▶ The problem: Show all lines containing "Issue" from the data below.

Records for the task START

Issue #734, opened 2018-11-05
Issue with entity search


mboudet:
### System information

Tripal: 7.x-3.0
Drupal : 7.59 
Postgres: 9.5.8 
Php: 7.1.23

### Issue description
When using one of the entity search form (organism in this case), if a query with no results is selected, a warning pops up.

#### Steps to reproduce
Search for query with no results.

#### Error messages and screenshots
```
Notice: Undefined index: TripalEntity in TripalFieldQuery->execute() (line 127 of /var/www/html/sites/all/modules/tripal/tripal/includes/TripalFieldQuery.inc).
```
When we do a query, we generate two queries : one normal, and one with the 'count' option 
[here](https://github.com/tripal/tripal/blob/5bcbff466be1d6a530df7246cdf3c17ed6b5188d/tripal/tripal_views_query.inc#L264)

Records for the task END

▶ Answer for this exercise:
Issue #734, opened 2018-11-05
Issue with entity search
### Issue description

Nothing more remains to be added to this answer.